[Stored dataset items]
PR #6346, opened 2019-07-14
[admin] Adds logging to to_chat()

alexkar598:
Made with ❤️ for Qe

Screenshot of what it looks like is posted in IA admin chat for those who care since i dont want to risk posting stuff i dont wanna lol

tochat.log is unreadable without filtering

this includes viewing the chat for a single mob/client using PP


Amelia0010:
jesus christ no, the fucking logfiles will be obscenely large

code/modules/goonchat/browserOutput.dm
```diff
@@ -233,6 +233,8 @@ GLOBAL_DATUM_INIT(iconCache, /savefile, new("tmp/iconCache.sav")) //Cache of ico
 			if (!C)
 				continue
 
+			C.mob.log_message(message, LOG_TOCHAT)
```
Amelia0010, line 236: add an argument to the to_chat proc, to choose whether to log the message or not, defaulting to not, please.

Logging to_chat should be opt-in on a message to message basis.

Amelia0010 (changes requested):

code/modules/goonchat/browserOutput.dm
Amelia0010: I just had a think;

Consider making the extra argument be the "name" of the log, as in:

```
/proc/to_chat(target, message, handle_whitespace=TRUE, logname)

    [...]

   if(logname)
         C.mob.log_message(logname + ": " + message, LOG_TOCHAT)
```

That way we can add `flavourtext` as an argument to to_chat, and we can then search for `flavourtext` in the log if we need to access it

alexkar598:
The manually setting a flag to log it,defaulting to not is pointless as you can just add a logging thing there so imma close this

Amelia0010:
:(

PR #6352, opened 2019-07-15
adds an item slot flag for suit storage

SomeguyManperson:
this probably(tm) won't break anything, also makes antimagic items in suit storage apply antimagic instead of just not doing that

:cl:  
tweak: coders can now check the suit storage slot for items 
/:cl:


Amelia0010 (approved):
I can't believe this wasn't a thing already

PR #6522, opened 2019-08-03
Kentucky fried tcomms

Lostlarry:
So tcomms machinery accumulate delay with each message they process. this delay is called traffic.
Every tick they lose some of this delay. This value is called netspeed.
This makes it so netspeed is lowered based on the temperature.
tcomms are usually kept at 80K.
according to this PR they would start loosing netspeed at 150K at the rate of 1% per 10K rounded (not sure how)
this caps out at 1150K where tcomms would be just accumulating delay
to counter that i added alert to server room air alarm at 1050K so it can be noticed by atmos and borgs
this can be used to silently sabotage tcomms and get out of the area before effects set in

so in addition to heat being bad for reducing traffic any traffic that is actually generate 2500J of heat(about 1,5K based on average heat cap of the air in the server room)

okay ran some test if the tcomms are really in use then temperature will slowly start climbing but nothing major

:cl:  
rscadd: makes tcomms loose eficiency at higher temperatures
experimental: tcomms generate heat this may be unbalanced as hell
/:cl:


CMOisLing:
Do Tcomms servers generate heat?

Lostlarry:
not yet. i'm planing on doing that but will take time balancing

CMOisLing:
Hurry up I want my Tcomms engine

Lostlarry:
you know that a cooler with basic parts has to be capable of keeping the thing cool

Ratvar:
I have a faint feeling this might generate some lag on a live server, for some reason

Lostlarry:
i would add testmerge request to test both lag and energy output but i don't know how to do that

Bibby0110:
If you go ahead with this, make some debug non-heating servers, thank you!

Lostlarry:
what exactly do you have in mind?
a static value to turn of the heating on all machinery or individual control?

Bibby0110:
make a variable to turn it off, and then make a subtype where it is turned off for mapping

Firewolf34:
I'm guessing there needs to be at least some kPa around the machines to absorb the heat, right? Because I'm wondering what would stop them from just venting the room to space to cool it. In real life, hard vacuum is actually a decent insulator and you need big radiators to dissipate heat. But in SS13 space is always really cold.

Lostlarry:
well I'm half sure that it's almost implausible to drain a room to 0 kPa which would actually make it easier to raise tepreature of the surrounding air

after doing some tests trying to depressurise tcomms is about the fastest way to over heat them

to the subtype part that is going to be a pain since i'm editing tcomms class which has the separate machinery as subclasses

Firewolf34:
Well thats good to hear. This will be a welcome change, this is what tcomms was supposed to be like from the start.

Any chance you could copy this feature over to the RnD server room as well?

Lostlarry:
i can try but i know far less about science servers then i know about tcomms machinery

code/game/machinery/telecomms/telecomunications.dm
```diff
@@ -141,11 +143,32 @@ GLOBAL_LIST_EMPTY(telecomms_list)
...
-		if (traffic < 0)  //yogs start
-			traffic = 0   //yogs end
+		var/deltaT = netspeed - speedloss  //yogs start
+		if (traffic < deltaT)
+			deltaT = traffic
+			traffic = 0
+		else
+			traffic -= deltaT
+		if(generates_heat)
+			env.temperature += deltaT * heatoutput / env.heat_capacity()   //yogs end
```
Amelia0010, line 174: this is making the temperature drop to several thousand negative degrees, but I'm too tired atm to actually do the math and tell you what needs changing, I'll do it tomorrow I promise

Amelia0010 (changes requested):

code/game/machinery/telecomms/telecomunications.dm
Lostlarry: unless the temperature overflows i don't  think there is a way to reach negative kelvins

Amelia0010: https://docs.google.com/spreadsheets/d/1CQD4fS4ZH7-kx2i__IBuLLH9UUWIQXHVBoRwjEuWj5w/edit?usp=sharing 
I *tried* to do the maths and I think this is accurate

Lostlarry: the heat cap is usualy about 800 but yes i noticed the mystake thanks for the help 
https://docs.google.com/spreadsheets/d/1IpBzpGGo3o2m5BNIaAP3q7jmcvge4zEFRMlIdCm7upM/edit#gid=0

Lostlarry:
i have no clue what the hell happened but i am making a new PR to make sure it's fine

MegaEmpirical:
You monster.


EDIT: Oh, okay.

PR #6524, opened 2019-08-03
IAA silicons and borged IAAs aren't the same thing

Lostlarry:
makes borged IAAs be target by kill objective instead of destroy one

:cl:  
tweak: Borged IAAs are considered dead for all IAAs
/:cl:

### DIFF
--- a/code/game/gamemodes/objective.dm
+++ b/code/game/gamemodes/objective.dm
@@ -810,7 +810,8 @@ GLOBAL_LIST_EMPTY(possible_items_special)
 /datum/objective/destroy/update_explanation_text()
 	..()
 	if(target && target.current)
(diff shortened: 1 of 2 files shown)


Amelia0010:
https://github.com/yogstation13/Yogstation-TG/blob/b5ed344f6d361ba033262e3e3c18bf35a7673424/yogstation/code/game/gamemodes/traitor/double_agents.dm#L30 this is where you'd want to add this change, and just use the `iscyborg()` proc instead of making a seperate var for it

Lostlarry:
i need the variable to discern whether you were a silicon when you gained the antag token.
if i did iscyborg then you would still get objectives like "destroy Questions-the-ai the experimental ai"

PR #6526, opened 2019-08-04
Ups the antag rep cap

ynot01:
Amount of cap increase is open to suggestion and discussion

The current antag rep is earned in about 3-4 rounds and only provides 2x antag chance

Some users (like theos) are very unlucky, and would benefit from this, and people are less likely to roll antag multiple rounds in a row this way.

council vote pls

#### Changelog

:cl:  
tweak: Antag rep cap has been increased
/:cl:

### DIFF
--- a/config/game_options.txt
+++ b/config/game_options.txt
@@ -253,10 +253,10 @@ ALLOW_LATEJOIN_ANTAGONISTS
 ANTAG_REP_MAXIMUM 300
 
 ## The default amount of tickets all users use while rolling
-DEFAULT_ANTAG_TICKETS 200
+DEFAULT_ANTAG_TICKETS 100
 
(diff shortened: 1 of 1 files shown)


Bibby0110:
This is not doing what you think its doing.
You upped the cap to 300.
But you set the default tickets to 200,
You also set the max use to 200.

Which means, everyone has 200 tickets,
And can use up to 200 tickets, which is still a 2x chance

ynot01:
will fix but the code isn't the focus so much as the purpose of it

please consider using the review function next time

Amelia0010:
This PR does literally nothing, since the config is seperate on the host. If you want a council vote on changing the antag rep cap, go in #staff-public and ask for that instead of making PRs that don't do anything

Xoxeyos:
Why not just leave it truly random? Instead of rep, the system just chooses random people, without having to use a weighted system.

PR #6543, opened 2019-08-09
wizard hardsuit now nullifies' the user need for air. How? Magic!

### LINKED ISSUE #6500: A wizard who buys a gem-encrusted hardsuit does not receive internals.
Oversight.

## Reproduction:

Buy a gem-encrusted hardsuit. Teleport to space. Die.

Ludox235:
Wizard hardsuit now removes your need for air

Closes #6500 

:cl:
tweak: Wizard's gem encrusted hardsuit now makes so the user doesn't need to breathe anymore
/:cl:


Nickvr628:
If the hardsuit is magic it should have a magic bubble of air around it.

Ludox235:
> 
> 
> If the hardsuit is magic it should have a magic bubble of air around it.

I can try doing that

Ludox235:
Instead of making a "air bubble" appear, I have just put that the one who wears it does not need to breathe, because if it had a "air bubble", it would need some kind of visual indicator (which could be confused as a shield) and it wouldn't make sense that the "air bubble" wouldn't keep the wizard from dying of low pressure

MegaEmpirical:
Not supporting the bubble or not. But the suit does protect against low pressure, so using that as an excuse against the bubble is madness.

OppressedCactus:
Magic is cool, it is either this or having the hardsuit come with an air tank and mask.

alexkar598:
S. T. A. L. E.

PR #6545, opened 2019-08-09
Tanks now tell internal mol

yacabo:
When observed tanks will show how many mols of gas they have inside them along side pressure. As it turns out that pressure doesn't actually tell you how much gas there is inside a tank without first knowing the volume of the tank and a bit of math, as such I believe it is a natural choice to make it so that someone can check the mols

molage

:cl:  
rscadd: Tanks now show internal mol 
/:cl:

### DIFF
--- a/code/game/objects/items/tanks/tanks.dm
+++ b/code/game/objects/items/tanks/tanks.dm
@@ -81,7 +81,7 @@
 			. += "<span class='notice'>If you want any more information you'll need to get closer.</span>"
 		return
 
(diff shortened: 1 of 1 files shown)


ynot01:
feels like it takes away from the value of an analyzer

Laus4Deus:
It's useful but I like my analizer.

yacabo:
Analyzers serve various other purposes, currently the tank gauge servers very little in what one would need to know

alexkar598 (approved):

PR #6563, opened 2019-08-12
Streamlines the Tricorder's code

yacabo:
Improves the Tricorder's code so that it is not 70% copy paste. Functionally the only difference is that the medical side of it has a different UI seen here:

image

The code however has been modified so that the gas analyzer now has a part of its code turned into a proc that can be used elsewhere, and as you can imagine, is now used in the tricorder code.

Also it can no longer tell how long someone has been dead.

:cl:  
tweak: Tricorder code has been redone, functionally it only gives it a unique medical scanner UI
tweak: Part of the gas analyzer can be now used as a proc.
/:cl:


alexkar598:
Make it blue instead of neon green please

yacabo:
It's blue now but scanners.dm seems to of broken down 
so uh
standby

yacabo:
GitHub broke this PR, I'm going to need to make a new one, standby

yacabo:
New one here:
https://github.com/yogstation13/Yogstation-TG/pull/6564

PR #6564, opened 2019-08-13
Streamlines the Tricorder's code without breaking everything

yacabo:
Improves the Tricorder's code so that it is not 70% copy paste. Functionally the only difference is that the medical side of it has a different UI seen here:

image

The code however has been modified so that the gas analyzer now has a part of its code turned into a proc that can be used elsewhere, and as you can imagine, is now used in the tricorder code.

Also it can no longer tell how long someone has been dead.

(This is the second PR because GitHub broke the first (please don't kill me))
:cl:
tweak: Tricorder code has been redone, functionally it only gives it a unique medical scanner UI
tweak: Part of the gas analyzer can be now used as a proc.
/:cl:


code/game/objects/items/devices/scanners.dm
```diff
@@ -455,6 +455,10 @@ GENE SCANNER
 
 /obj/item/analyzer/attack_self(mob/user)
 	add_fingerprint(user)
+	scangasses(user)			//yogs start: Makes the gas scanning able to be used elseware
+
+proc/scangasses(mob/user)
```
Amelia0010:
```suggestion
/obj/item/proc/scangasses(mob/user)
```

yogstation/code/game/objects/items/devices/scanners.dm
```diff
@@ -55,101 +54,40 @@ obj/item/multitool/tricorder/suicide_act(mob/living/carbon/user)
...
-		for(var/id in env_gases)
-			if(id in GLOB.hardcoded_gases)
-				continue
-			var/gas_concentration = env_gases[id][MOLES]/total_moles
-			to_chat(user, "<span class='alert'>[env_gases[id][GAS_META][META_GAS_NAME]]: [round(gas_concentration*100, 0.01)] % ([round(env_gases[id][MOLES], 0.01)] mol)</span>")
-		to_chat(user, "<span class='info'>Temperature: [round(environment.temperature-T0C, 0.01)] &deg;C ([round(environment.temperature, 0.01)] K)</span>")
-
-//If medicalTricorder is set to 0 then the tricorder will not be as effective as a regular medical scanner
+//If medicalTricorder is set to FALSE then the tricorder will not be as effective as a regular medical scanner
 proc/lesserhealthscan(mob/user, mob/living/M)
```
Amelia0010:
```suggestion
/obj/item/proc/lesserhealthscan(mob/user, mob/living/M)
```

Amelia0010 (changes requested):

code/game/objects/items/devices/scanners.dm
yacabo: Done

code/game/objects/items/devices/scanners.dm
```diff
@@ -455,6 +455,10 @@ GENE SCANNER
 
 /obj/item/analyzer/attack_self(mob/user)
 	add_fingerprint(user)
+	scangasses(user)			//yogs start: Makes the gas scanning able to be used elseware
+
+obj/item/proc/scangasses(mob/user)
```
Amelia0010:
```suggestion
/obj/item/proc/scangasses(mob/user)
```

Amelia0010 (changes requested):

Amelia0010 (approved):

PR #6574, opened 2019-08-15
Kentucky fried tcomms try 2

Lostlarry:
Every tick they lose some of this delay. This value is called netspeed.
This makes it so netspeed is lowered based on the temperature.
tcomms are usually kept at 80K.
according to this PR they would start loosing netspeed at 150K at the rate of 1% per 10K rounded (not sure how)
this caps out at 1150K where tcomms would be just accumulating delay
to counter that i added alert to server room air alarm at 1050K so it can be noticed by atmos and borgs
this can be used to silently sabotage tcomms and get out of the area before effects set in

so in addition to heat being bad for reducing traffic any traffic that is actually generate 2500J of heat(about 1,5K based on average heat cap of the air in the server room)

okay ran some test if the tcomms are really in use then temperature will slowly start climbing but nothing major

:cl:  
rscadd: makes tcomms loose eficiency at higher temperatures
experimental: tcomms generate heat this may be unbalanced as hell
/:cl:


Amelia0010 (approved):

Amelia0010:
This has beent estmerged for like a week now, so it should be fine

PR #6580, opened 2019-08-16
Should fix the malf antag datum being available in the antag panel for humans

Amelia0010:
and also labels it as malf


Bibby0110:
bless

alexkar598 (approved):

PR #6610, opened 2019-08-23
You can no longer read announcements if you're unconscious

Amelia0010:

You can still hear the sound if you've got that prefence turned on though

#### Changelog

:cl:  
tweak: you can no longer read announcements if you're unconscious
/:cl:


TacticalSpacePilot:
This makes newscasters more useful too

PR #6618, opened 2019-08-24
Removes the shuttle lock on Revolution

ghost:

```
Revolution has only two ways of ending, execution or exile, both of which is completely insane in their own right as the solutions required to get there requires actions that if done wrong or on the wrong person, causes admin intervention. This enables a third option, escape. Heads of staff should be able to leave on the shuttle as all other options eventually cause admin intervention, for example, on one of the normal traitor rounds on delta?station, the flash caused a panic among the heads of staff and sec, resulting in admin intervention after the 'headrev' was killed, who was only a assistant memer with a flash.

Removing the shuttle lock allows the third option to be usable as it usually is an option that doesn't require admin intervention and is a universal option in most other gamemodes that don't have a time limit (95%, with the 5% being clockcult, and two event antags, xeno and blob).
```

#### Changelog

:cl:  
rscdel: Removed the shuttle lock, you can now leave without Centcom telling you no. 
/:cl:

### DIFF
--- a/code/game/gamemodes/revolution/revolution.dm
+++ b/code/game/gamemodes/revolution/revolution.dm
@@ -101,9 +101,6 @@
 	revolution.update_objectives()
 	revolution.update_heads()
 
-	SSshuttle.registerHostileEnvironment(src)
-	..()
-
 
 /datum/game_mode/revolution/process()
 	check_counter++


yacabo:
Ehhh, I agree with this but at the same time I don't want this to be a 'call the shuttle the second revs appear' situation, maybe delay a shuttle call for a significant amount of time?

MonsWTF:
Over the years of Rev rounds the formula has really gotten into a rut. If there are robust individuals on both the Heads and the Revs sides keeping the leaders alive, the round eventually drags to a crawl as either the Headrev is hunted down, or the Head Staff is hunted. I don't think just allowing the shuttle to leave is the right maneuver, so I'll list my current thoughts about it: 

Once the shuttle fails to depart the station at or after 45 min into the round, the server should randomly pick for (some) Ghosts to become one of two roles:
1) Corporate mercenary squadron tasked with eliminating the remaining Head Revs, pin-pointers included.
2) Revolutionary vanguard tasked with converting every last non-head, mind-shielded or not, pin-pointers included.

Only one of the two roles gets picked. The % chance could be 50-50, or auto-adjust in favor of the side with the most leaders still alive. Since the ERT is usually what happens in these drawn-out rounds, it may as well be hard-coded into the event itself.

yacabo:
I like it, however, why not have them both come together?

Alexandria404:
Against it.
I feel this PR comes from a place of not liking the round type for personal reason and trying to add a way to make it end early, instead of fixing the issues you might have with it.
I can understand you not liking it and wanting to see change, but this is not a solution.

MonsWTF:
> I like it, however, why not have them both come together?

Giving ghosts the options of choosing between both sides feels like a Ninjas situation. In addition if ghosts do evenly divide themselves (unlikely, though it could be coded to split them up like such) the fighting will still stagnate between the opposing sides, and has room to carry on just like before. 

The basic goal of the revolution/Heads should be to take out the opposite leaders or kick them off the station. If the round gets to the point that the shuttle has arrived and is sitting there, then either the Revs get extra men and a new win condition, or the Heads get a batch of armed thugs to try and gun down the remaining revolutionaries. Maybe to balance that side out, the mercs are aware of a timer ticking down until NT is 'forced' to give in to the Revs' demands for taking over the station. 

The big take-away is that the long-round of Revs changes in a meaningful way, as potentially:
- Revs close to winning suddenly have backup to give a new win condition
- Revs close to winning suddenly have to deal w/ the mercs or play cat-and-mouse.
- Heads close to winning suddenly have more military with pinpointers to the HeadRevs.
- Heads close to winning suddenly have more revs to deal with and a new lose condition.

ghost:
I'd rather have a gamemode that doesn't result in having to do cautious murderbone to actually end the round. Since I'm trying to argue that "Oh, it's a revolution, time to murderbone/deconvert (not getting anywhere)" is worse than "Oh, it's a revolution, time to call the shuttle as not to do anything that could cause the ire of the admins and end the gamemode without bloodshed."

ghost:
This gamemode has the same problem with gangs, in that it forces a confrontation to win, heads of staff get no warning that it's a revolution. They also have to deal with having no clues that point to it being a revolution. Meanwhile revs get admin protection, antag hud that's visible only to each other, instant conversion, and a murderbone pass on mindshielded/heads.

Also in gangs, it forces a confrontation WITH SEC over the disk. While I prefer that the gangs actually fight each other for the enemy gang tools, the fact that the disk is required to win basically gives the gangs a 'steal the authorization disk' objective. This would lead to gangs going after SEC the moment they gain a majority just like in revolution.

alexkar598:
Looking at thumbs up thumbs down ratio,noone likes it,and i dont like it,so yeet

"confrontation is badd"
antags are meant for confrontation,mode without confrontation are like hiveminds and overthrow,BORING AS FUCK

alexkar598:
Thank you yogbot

### YOUR OBJECTIVE
Tell me how many lines in the records above include the word "whether"; the number is all that is needed.

### RESPONSE AREA
2